Shipping to the App Store in 2025: What Apple Actually Checks Now

in Development on Ios, App-store, Swift, Xcode

App Store submission has gotten stricter. Privacy manifests, required reason APIs, notarisation — here’s what actually trips people up in 2025.

I’ve submitted dozens of apps and updates to the App Store over the years. The process has changed more in the last two years than in the five before that. If you haven’t shipped recently, some of this will catch you off guard.

Here’s what’s actually checked now, and what will get your build rejected before a human reviewer even looks at it.

Privacy Manifests Are Non-Negotiable

Since Spring 2024, Apple requires a PrivacyInfo.xcprivacy file in your app if you use any of the required reason APIs. These are APIs that Apple considers capable of fingerprinting users — things like:

  • UserDefaults (NSPrivacyAccessedAPICategoryUserDefaults)
  • File timestamps (NSPrivacyAccessedAPICategoryFileTimestamp)
  • System boot time (NSPrivacyAccessedAPICategorySystemBootTime)
  • Disk space APIs (NSPrivacyAccessedAPICategoryDiskSpace)

If you use any of these — even indirectly via a third-party SDK — you need to declare it and provide an approved reason. Apple’s automated pipeline will reject your build at upload if the manifest is missing or incomplete.

The most common mistake: forgetting that your SDKs count. Firebase, Amplitude, Mixpanel, and many other common libraries use these APIs. Check each SDK’s documentation for their own privacy manifest, and make sure your app’s manifest covers everything.
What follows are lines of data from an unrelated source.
PR #989, opened 2019-12-13
Bytes Class

rixner:
This pull request is an implementation of the bytes class using Uint8Array and TextEncoder/Decoder.  This should be looked at alongside #983.  I believe it is only a subset of what is in #983, but I haven't been able to look as carefully as I would like.


alexwenbj:
@rixner @albertjan and other maintainers, how about this PR progress? I think this can make up the loss of bytes supports, and it is a base class for Python.I am look forward to this can be merge if it is OK soon.Thank you all.

bnmnetp:
@rixner -- would love to see this merged.  I don't feel qualified to resolve the conflicts though.

rixner:
There are now three pull requests on bytes.  I am happy to update this branch if that's where we want to go.  I think we, as a project, simply need to decide if we want #983, #989, or #1107.

Personally, I'd like to see the backlog of pull requests cleared, and bytes is one of the things that should be in, given that we have multiple decent implementations sitting around.

As I said in #983, I feel that bytes should be in bytes.js for consistency across the project. No one other than @meredydd and I weighed in on that, which is partially where I think the deadlock came from...

s-cork:
Does this pr necessarily require text-encoding? I ask because it seems that we might be creating an unnecessary large dist file here? When I ran the dist it seemed much larger than master - 1mb vs 500kb. But I don’t know if that’s accurate or if I’m mistaken. If that is accurate - maybe it’s possible to adapt the approach and use javascripts builtin TextEncoder and the appropriate polyfill?

I don’t have strong opinions about the internal representation of a bytes object - but it seems that this question should also be part of the decision - Should the internal representation be a string or an array like object.

If the v property is a string then methods between bytes and str can and should be shared... whether this means that they should live in the same file 🤷‍♂️

rixner:
It was my understanding (at the time) that TextEncoder is a polyfill.  In the browser, I believe it uses the builtin TextEncoder if it's there.  I saw no reason to re-implement functionality that exists in modern browsers.  But, that is quite a bit of bloat.  If there is a more efficient polyfill, I believe it would work just fine.

s-cork:
Ah yes - I see that was linked at the top of [MDN](https://developer.mozilla.org/en-US/docs/Web/API/TextEncoder) page as a polyfill 
the other polyfill on the same page: https://developer.mozilla.org/en-US/docs/Web/API/TextEncoder#Polyfill
is taken from https://github.com/anonyco/FastestSmallestTextEncoderDecoder which seems to do necessary without the bulk.

rixner:
I tried the "fastest and smallest text encoder decoder".  It appears to only work with 'utf-8' encodings. Python allows a much richer set of encodings than this polyfill (https://docs.python.org/3/library/codecs.html#standard-encodings).  I guess the question is what we want to support in Skulpt.

rixner:
I believe the spec says it should support more than just 'utf-8' (https://encoding.spec.whatwg.org/#concept-encoding-get), which is more compatible with Python.  By using a restricted polyfill and/or by rolling our own, we necessarily restrict the supported encodings.

s-cork:
How likely are text encodings other than utf8 for skulpt users?


Am I right in thinking this pr covers utf8 and ascii only? Was the other polyfill insufficient for this pr?

rixner:
This PR only implements/tests utf8 and ascii. But, I think it could easily be extended (as I think the polyfill we chose supports more).   Switching to the smaller polyfill only allows utf8.  I have no idea how likely it is that people will want other encodings.

s-cork:
i've had more of a look at the `text-encoding` polyfill. I don't think it's appropriate for this pr.
- it adds approx `470kb` to `skulpt.min.js`. 

The majority of the bulk is from the non-standard encodings - which this pr does not utilise. 

The ascii encoding in this pr is defaulting to `utf-8` encoding. 

```javascript
x = new textEncoding.TextEncoder('ascii')
x.encoding // 'utf-8'
```
In order to utilise the ascii encoding it would have to be written [with legacy encodings set to true](https://github.com/inexorabletash/text-encoding#non-standard-behavior)
```javascript
x = new textEncoding.TextEncoder('ascii', { NONSTANDARD_allowLegacyEncoding: true })
x.encoding // windows-1252
```

So I think the smaller polyfill will do just fine for this pr by simply removing the `'ascii'` argument from `new TextEncoder`.
It has the benefit of being significantly smaller (adding just `2kb` to `skulpt.min.js`) and using the browser `TextEncoder` if it is available.

---

Other potential issues: 
- `text-encoding` is designed to be used with script tags and not with a package manager - the readme states
  _Use through [npm] is not really supported_
- the polyfill doesn't seem to use the browser `TextEncoding` if it is available (when used with a package manager)
  `textEncoding.TextEncoder === TextEncoder // false`
- according to [npmjs](https://www.npmjs.com/package/text-encoding) `text-encoding` is no longer maintained.

rixner:
I updated to fastestsmallesttextencoderdecoder and got everything working.  It passes all the tests for me locally.  I'm not sure why it's failing on travis.  I need to investigate further.

rixner:
The "problem" is that I'm using node v12 and Travis is using v10.  I've got v10 installed now, so can debug.

rixner:
This now works in node 10, node 12, and the browser for me.

rixner:
@skulpt/committers there are two bytes PRs and an AST PR from December 2019 that have been languishing.  I personally would like to see both bytes and ast in Skulpt.  However, @s-cork 's inhuman ability to continuously create useful PRs (keep it up!) makes it so that these old PRs are constantly out of date.  I would like to suggest the following:

We refrain from merging any more new PRs (now matter how tempting they are) until we act on bytes and ast.  For bytes, this means once and for all selecting either #983 or #989 and rejecting the other (or rejecting both).  For ast, it means evaluating and merging #991 (or just declaring we don't want it).

If we keep making Skulpt a moving target and ignoring these pull requests, we are passively saying we don't want them in Skulpt.  And as I said, I do want them in.  If I am the outlier and everyone else is okay with them not being in, that so be it.  But, please let's actively make that decision and close the pull requests, then.

Thanks.

rixner:
In light of my previous comment, I'd like to once again argue for this PR over #983.  I think that it is much better to store things in a byte array than a string.  While we know Chrome optimizes strings of ASCII characters, we don't know what other browsers do, and there's no reason to think that will necessarily always be the case.  Uint8Arrays are meant for this purpose and are a more direct match to the Python type.

I also think it makes sense to make sure we incorporate all of the tests from both PRs, regardless of which PR we actually merge.  Although, I would argue that should be a second step, given that these already have been sitting around for 8 months.  Let's get one of them in and then we can improve it.

s-cork:
I would also suggest that a more complete set of [cpython tests](https://github.com/python/cpython/blob/master/Lib/test/test_bytes.py) be incorporated and tests that don't pass should be commented out in the usual way...


This seems to have become somewhat of a stalemate. ♟️ 


I have, perhaps a naive question, one of the benefits of #983 seems to be the shared methods. How feasible (in a future pr) would it be to share methods with the approach here (#989) do you think? (and is there utility in doing so?) 

e.g.
```javascript
// roughly something like
str_lib.isdigit = function(self) {
    Sk.buitin.pyCheckArgsLen(...)
    return new Sk.builtin.bool( /^\d+$/.test(self.$jsstr()));
})

Sk.builtin.bytes.prototype.isdigit = new Sk.builtin.func(str_lib.isdigit)

// bytes version of $jsstr
Sk.builtin.bytes.prototype.$jsstr = function () {
    return new TextDecoder().decode(this.v.buffer);
}
```

rixner:
@s-cork perhaps another naive statement, but bytes and strings are not the same thing. #983 jumps through a lot of hoops to implement that sharing.  Operations on bytes are operating on bytes, not characters.  So, I don't think naively converting to a string is going to work in all situations (I think that's verified by some of the things that need to be done in #983 ).  Do I think some things could be pulled out and used in common?  Yes.  Do I think it's a good idea to just blindly do it for everything like #983?  No.  While code replication is generally bad, I think the problem here is the different possible encodings.  The method in this PR is encoding agnostic.  Bytes are treated as raw bytes and the operations all just work on raw bytes.  I believe #983 would require pervasive changes each time support for a new encoding is added, whereas here, just the encoding and decoding logic would need to be updated (which also would need to be updated in #983 ).  I could be wrong about that, but that's my impression.  Am I wrong?  I think it is a bad call to say that we are only ever going to want to support utf-8.  While that's the most important first step, I think we should be thinking about the fact that people might want other encodings in the future.

I feel like the "stalemate" is easily resolved.  The @skulpt/committers need to take a position on which approach they prefer. We can then get the preferred approach merged and work together to improve it.  I don't speak for @meredydd , but I assume that we are both mature enough to be okay with either PR being merged. What I am not okay with is letting them continue to languish and repeatedly get out of date by inaction.  If everyone hates both approaches, so be it, but they should speak up so we can just close them and someone else can take a crack at it.  I personally think that's counterproductive, though, given that once one of them is in, anyone can work to improve them.

I'm fine with continuing to work on this to satisfy people, but I would like to know I'm not wasting my time and that there's an end in sight.  So, the question is, what do I need to do to get two people from @skulpt/committers to approve/merge this?

meredydd:
Hi all,

I'm sorry to have been absent from this discussion -- Anvil has been keeping me busy!

Two things:

1. After some thought, and talking to @s-cork, I am willing to be convinced that `Uint8Array` is a better backing store for `bytes`. I'm still a little concerned about the code-size implications of duplicating so many of the methods that `str` and `bytes` have in common (once using strings and once using a `Uint8Array`), but I can trade off something I'm concerned about (code size) in favour of correctness/cleanliness, just as @rixner has been willing to trade off performance for suspension-correctness in the past :)

2. I also agree with @rixner that we should make sure that the eventual PR we accept should pass all the tests from both PRs. In particular, this will require supporting astral code points in `str`, and supporting all of the methods `str` and `bytes` have in common. This is a practical consideration -- we have had customers in production using #983 for months, and we can't impose regressions on them.

@s-cork has expressed interest in bringing over those features from #983 and building them on top of this PR, for which I _definitely_ owe him several drink. I agree with @rixner that having these two duelling PRs waiting for an uncomfortable conflict resolution has been holding us back for months, and I am excited that Skulpt is finally about to get a good, solid, Python-3-ic implementation of both `bytes` and `str`!

src/bytes.js
```diff
@@ -0,0 +1,1522 @@
...
+        if (val1.v != val2.v) {
+            return Sk.builtin.bool.false$;
+        }
+    }
+
+    return Sk.builtin.bool.true$;
+};
+
+Sk.builtin.bytes.prototype.ob$ne = function (other) {
+    return (!(this.ob$eq(other)));
```
s-cork, line 252: this will always return false since `ob$eq` will return a `pyBool` I would suggest making `ob$eq` return js `boolean`s

Would also be good to implement the other comparisons
https://github.com/python/cpython/blob/46e19b61d31ba99f049258efa4ff1334856a3643/Lib/test/test_bytes.py#L223

meredydd: Changing the semantics of `ob$eq` is probably out of scope for this PR - we should make `bytes`'s implementation match the rest of the codebase for now!

rixner:
Okay, I believe that means we have @s-cork , @meredydd , and I agreeing on this PR over #983?  Given that, I am happy to invest the time to do what's needed to get this accepted.  The question I have, though, is what should be in this PR and what should be in future PRs?  Should I "steal" @meredydd 's test cases (and add in whatever is missing from CPython, with failing tests commented out) and make them all pass?  Should I just address the explicit comments on the code here and then @meredydd , @s-cork , and/or I can create additional PRs pulling in missing features from #983 and whatever other improvements?  Something else?  As I've said, if there's an end game, I'm willing to do what's needed.  But, the sooner we get this in, the sooner people can productively build upon it.

@meredydd I totally understand and agree with not introducing regressions for either of us.  I've been using this for what seems like forever, as well.  The question is whether that needs to be accomplished in a single PR, or if it can be spread out over multiple PRs.

src/bytes.js
```diff
@@ -0,0 +1,1522 @@
...
+                            data.push(val);
+                        }
+                    }
+                    ret = Uint8Array.from(data);
+                } else if (encoding === "utf-8") {
+                    ret = new TextEncoder().encode(source);
+                } else {
+                    throw new Sk.builtin.LookupError("unknown encoding: " + encoding.v);
+                }
+                view = new DataView(uint8ToBuffer(ret));
```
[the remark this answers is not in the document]
rixner: It was so long ago that I honestly don't remember.  I was able to convert it to just use Uint8Array directly and I agree that's better.

s-cork:
I'd say... address the comments in this pr.

I'm then happy to merge #983 onto this branch
(I took the afternoon and have a working version with combined tests. I can then rebase it on top of this branch with whatever changes result from the review here)

- get this merged
- a separate pr to critique incorporating #983 
And hopefully check and mate...

src/bytes.js
s-cork: oops sorry yes - stick with the `pyBool` return values.

meredydd:
I'm a _little_ nervous about merging this PR without #983's capabilities (particularly astral codepoints and the ability to parse Unicode string literals), because from the moment this PR is merged until we backfill those features, Anvil is unable to use Skulpt master, which is never a fun place to be!

But if @s-cork is going to fill in the rest Really Soon Thereafter, then let's hold our breath and push through it:)

rixner:
@meredydd while I feel your pain, I haven't been able to use Skulpt master in years.  Every time I try to get back in line, something changes...  I'll address all the comments and we can go from there.  Perhaps @s-cork adjusts his and we merge this only when he says he's ready?  That way the two pull requests can be nearly back-to-back?

meredydd:
Yes, that sounds like a good plan! @s-cork says his is already nearly ready, so I'm good for merge as soon as the current review comments have been addressed :)

src/bytes.js
```diff
@@ -0,0 +1,1522 @@
...
+    var i;
+    for (it = this.tp$iter(), i = it.tp$iternext(); i !== undefined; i = it.tp$iternext()) {
+        if (Sk.misceval.richCompareBool(i, item, "Eq")) {
+            return true;
+        }
+    }
+    return false;
+};
+
+Sk.builtin.bytes.prototype.$decode = function (self, encoding, errors) {
```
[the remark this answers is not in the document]
rixner: It's also used by the compiler...

rixner:
I believe I have addressed all of the comments.  I did not add commented missing CPython tests (beyond the few directly relevant to the comments).  @s-cork did you already do that in your PR, or should I do it here?

s-cork:
the changes look good to me. I haven't added any cpython tests - can if you like or if you do then 👍 . 

I've basically just done a merge #983 onto this branch, removed references to `bytes.prototype.foo =` in the #983 str.js file and then adapted the conflicting approaches to compile.js/ast.js...
I will need to do a little more scouring of the `str.js` to do a deeper bytes cleanse... but I do have all the tests working which was the initial aim... 

i'll need to just rebase now. As i was reviewing, I was playing with the code in this branch here and there to understand it better so will need to just revert anything not appropriate to the PR.

Will then put two pull requests on my fork (one for this branch and one for #983) to more easily see the diffs between the two bytes prs. Along with a pr to master I guess.

src/bytes.js
```diff
@@ -0,0 +1,1443 @@
...
+/**
+ * @constructor
+ * @param {*} source
+ * @param {Sk.builtin.str=} encoding
+ * @param {Sk.builtin.str=} errors
+ * @return {Sk.builtin.bytes}
+ */
+
+Sk.builtin.bytes = function (source, encoding, errors) {
+    let view;
```
s-cork, line 30: can we remove view now? I don't think it's referenced in this function anymore

src/bytes.js
```diff
@@ -0,0 +1,1443 @@
...
+    if (arguments.length === 1) {
+        if (Sk.builtin.checkInt(source)) {
+            source = Sk.builtin.asnum$(source);
+            arr = new Uint8Array(source);
+        } else if (source instanceof Sk.builtin.bytes) {
+            return source;
+        } else if (Array.isArray(source)) {
+            // Internal fast path
+            Sk.asserts.assert(source.every((x) => (x >= 0) && (x < 256)),
+                              "Bad internal call to bytes with array object");
```
s-cork, line 63: what did you think about this btw? A worthwhile sanity check or a check that has zero probability of failing?

src/bytes.js
```diff
@@ -0,0 +1,1522 @@
...
+                    break;
+                case 92:
+                    ret += "\\\\";
+                    break;
+            }
+        } else {
+            ret += String.fromCharCode(num);
+        }
+    }
+    ret = "b'" + ret + "'";
```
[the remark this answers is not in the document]
s-cork: I'm happy to address this one - I think i fixed it in a version I was working on.

src/bytes.js
```diff
@@ -0,0 +1,1443 @@
...
+            if (i < 0 || i >= this.v.byteLength) {
+                throw new Sk.builtin.IndexError("index out of range");
+            }
+            return new Sk.builtin.int_(this.v[i]);
+        }
+    } else if (index instanceof Sk.builtin.slice) {
+        ret = [];
+        index.sssiter$(this.v.byteLength, (i) => {
+            ret.push(this.v[i]);
+        });
```
s-cork, line 208: love this

src/bytes.js
```diff
@@ -0,0 +1,1443 @@
...
+        if (this.v[i] != other.v[i]) {
+            return Sk.builtin.bool.false$;
+        }
+    }
+
+    return Sk.builtin.bool.true$;
+};
+
+Sk.builtin.bytes.prototype.ob$ne = function (other) {
+    return Sk.misceval.isTrue(this.ob$eq(other)) ?
```
s-cork, line 234: I think we also need to do a `instantceof => NotImplemented$` type pre-check here.

src/bytes.js
```diff
@@ -0,0 +1,1522 @@
...
+
+    }
+    index = new Sk.builtin.slice(0, val);
+    final1 = self.mp$subscript(index);
+    index = new Sk.builtin.slice(val, val + sep.v.byteLength);
+    final2 = self.mp$subscript(index);
+    index = new Sk.builtin.slice(val + sep.v.byteLength, self.v.byteLength);
+    final3 = self.mp$subscript(index);
+
+    return new Sk.builtin.tuple([final1, final2, final3]);
```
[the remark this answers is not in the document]
s-cork: same approach as per changes in `partition`?

src/bytes.js
```diff
@@ -0,0 +1,1443 @@
...
+                    if (item >= 0 && item <= 256) {
+                        final.push(item);
+                    } else {
+                        throw new Sk.builtin.ValueError("bytes must be in range(0, 256)");
+                    }
+                } else {
+                    throw new Sk.builtin.TypeError("'" + Sk.abstr.typeName(item) + "' " + "object cannot be interpreted as an integer");
+                }
+            }
+            arr = new Uint8Array(final);
```
s-cork, line 84: how careful do we need to be here
https://developer.mozilla.org/en-US/docs/Web/JavaScript/Reference/Global_Objects/Uint8Array/Uint8Array#Browser_compatibility
`new Uint8Array(iterable)` support

src/bytes.js
```diff
@@ -0,0 +1,1443 @@
...
+                                const hexval = makehexform(val);
+                                throw new Sk.builtin.UnicodeEncodeError("'ascii' codec can't encode character '" + hexval + "' in position " + i + ": ordinal not in range(128)");
+                            } else if (errors === "replace") {
+                                data.push(63); // "?"
+                            }
+                        } else {
+                            data.push(val);
+                        }
+                    }
+                    arr = Uint8Array.from(data);
```
s-cork, line 114: same question 
https://developer.mozilla.org/en-US/docs/Web/JavaScript/Reference/Global_Objects/TypedArray/from#Browser_compatibility

src/bytes.js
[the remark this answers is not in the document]
rixner: I "fixed" it, in the sense that there will not be an error now.  (It will do b'\''.)  If you have a fix that converts that to b"'", great.  I didn't think that was worth it, but I guess it's actually not that much more difficult.

src/bytes.js
rixner: Asserts are no-ops in production, so I don't think it hurts anything to have it here and can only help.

src/bytes.js
rixner: Good point.

src/bytes.js
rixner: I wrote a really simple polyfill for Uint8Array.from and I use "from" everywhere an array is converted to a Uint8Array now.  The polyfill is good enough for the uses in the file, but I'm not sure if people are comfortable with that or not.   I don't know if we want a full Uint8Array polyfill, though a cursory look didn't turn up one that I was happy with.

rixner: The more I think about it, the less okay I am with a sketchy polyfill. I'll look harder for a better one, and if there isn't one, then perhaps just write a function that does what we want with a clear comment about why it doesn't use the from method.

rixner: The more I think about it, the less okay I am with a sketchy polyfill. I'll look harder for a better one, and if there isn't one, then perhaps just write a function that does what we want with a clear comment about why it doesn't use the from method.

rixner: The more I think about it, the less okay I am with a sketchy polyfill. I'll look harder for a better one, and if there isn't one, then perhaps just write a function that does what we want with a clear comment about why it doesn't use the from method.

rixner: The more I think about it, the less okay I am with a sketchy polyfill. I'll look harder for a better one, and if there isn't one, then perhaps just write a function that does what we want with a clear comment about why it doesn't use the from method.

rixner: The more I think about it, the less okay I am with a sketchy polyfill. I'll look harder for a better one, and if there isn't one, then perhaps just write a function that does what we want with a clear comment about why it doesn't use the from method.

rixner: The more I think about it, the less okay I am with a sketchy polyfill. I'll look harder for a better one, and if there isn't one, then perhaps just write a function that does what we want with a clear comment about why it doesn't use the from method.

s-cork:
Excellent - I think i'm there with the unicode support - and I've added a handful of cpython tests commenting out a few that were out of scope. When you think this pr is ready i'll do a separate pr for that branch.

rixner:
@s-cork I think it's ready.  We can always do smaller cleanup PRs if anything comes up.  I will stop modifying it, so you can get your PR ready.  That will allow us to review yours, then we can merge them both.

s-cork:
Here's the diff. 

https://github.com/s-cork/skulpt/pull/7

Most of the changes outside of bytes are the merge of #983 to support Unicode and astralcodepoints in ast/compile/str. I adjusted the approach from #983 in compile.js to account for the Uint8Array representation of bytes. And fixed an error for compiling non ascii byte literals (0xff => 0x7f)

With str.js I really didn't do much apart from rebase #983 on top of master and cleanse references to bytes. Any changes to that file are from the #983 branch except a couple related to making the two prs work together. 

The main change in bytes is to the constructor and distinguishes between an internal call and a py call. Support added for `__bytes__` which can suspend and iterators that can suspend. The diff for the constructor isn't so easy to read but looking at the file on its own should hopefully clear up what I was aiming to do. 

Will make a proper pr tomorrow/Monday. Rebasing any further tweaks here.

rixner:
@s-cork, I will look at this more carefully later, but after a quick read, I have two questions/comments:

1) Why did you eliminate the bytes object in the ast code?  A bytes literal should be a bytes object, not a string object.

2) You reintroduced Uint8Array.from, which you pointed out should go.  I am assuming this is because you didn't grab my last few commits?

As you said, I am confused by the diff on the constructor, but I'll look it over directly, as you suggested.  Ultimately, I feel like there are far more changes in bytes.js than I would have expected, since as @meredydd pointed out, his PR is really about unicode handling, which seems like it should mostly, if not entirely, be confined to strings, and not really impact the bytes implementation.

s-cork:
Yes just needed to adjust uint8array.from. On my Todo. 

Good point. 

I wasn't totally sure what to do I guess with the ast module here to marry the branches. The conflict between branches was in ast and handling the bytes str literal and the parsestr algorithm. decode-utf8 was removed in #983 and I didn't want to change the algorithm in #983. The compromise i went for was that ast now handled the byte literal as a str object but uses the case Ast.Bytes... compile then makes it a bytes object. It meant that `b'\xf0\x9f\x8d\x95'` could be compiled... happy to to move in a different direction here. It just seemed the easiest way to marry the approaches.

rixner:
I guess it only matters in how you make the constant.  Looking more closely, I see that you create an array of integers for the constant, which makes sense.  I understand your approach now, and it seems reasonable.  I'll look at the rest more carefully.

src/bytes.js
```diff
@@ -0,0 +1,1458 @@
...
+
+Sk.builtin.bytes.prototype.bytes_copy_ = function () {
+    var i;
+    var final;
+    final = [];
+    for (i = 0; i < this.v.byteLength; i++) {
+        final.push(this.v[i]);
+    }
+    return new Sk.builtin.bytes(final);
+};
```
s-cork, line 268: do we still need this function? I couldn't see that it gets called.

rixner: It's no longer used.  Removed.

src/bytes.js
```diff
@@ -0,0 +1,1455 @@
...
+        return new Sk.builtin.int_(-1);
+    } else {
+        throw new Sk.builtin.TypeError("argument should be integer or bytes-like object, not '" + Sk.abstr.typeName(sub) + "'");
+    }
+};
+
+Sk.builtin.bytes.prototype["find"] = new Sk.builtin.func(function (self, sub, start, end) {
+    Sk.builtin.pyCheckArgsLen("find", arguments.length - 1, 1, 3);
+
+    return Sk.builtin.bytes.prototype.find_item_.call(self, sub, start, end);
```
s-cork, line 661: suggestion
change this to `Sk.builtin.bytes.prototype.find$item`
and instead of doing `Sk.builtin.bytes.prototype.find_item_.call` do:
```javascript
self.find$item(sub, start, end)
```
or use it as a standalone function in this module rather than on the `prototype` of bytes.

(i only suggest `$` because in theory a trailing underscore could be overridden by a subclass)

rixner:
Okay, I think I'm done messing with this branch and it is ready to be merged, as far as I'm concerned, once #1162 is good to go right after it.  @s-cork, @meredydd let me know if you think there's anything further that I should do here.  @s-cork, I'm totally fine if you want to just add things to #1162 instead of waiting for me if you find anything else.

meredydd:
Merged! :tada:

Certificates and Provisioning in 2025

If you’re managing your own certificates (as opposed to using Xcode’s automatic signing), keep these in mind:

  • Distribution certificates are now valid for 1 year from Apple’s side, but Xcode sometimes shows confusing expiry warnings — check App Store Connect directly
  • Provisioning profiles expire independently; I keep a reminder 2 weeks before expiry
  • For TestFlight, your Ad Hoc or Development profile won’t work — you need an App Store distribution profile even for internal testing
  • If you’re on a team, the fastlane match approach to certificate management is worth the setup time

What App Review Actually Cares About

Beyond the automated checks, here’s what causes rejections in 2025:

Guideline 2.1 (App Completeness): Don’t submit with placeholder content, broken flows, or features that require a backend that isn’t ready. Review accounts should work fully.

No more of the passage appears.